What you will do –
Copies of all lines containing the string "collections" are needed from the data below.

Dataset –

PR #442, opened 2021-04-05
fix: use X-Forwarded-Host header to create next url

agusaldasoro:
Uses[ 'X-Forwarded-Host' header ](https://developer.mozilla.org/en-US/docs/Web/HTTP/Headers/X-Forwarded-Host)to build the url of the next page in the colection, instead of using host. As host is the local host from the nginx, but the forwarded host is the host that the original request was made to.

This change has been tested in peer-testing with the following configuration: https://github.com/decentraland/catalyst-owner/pull/46


nchamo (approved):
Great work!

PR #445, opened 2021-04-05
feat: use correct subgraph when validating wearables

nchamo:
We are now supporting both L1 and L2 to validate wearable ownership. But, we are checking one or the other, depending on the network in the urn

### DIFF
--- a/lambdas/src/utils/TheGraphClient.ts
+++ b/lambdas/src/utils/TheGraphClient.ts
@@ -224,7 +224,7 @@ export class TheGraphClient {
     pagination: { limit: number; lastId: string | undefined }
   ): Promise<WearableId[]> {
     // Order will be L1 > L2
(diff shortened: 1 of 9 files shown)


lambdas/src/utils/TheGraphClient.ts
```diff
@@ -224,7 +224,7 @@ export class TheGraphClient {
     pagination: { limit: number; lastId: string | undefined }
   ): Promise<WearableId[]> {
     // Order will be L1 > L2
-    const L1_NETWORKS = ['ethereum', 'ropsten', 'kovan', 'rinkeby', 'goerli']
+    const L1_NETWORKS = ['mainnet', 'ropsten', 'kovan', 'rinkeby', 'goerli']
```
nchamo, line 227: This was a bug, since the reported network is actually `"mainnet"`

agusaldasoro (approved):
Great work!

PR #448, opened 2021-04-06
feat: expose all lambdas metrics

nchamo:
We are now exposing metrics for all lambda endpoints. The main problem was that lambdas use routers, so we couldn't calculate the `req.route.path` correctly. 

The solution was to create a `Router` proxy (an ES6 Proxy) that would inject the metrics handler when each route is defined. 
How it looks now:
Screen Shot 2021-04-06 at 16 10 29

### DIFF
--- a/commons/servers/metrics.ts
+++ b/commons/servers/metrics.ts
@@ -37,12 +37,12 @@ export class Metrics {
 
   private static requestCounters = function (req, _res, next) {
     numRequests.inc({ method: req.method })
-    pathsTaken.inc({ path: req.route.path })
+    pathsTaken.inc({ path: req.baseUrl + req.route.path })
     next()
   }
 
   private static responseCounters = ResponseTime(function (req, res, time) {
-    responses.labels(req.method, req.route.path, res.statusCode).observe(time)
+    responses.labels(req.method, req.baseUrl + req.route.path, res.statusCode).observe(time)
   })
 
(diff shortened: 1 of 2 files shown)


commons/servers/metrics.ts
```diff
@@ -37,12 +37,12 @@ export class Metrics {
...
   private static requestCounters = function (req, _res, next) {
     numRequests.inc({ method: req.method })
-    pathsTaken.inc({ path: req.route.path })
+    pathsTaken.inc({ path: req.baseUrl + req.route.path })
     next()
   }
 
   private static responseCounters = ResponseTime(function (req, res, time) {
-    responses.labels(req.method, req.route.path, res.statusCode).observe(time)
+    responses.labels(req.method, req.baseUrl + req.route.path, res.statusCode).observe(time)
```
agusaldasoro, line 45: What does this do?

agusaldasoro (approved):
Great work!

commons/servers/metrics.ts
nchamo: In most cases (like comms or content server) it does nothing. But in lambdas, we registered a router like this

```
this.app.use('/collections', router...)
```

And inside the router, we did:
```
router.get('/wearables', (req, res) => ...)
```

So `req.route.path` would only return '/wearables', but adding the baseUrl makes it contain '/collections also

Response to the task –
this.app.use('/collections', router...)
So `req.route.path` would only return '/wearables', but adding the baseUrl makes it contain '/collections also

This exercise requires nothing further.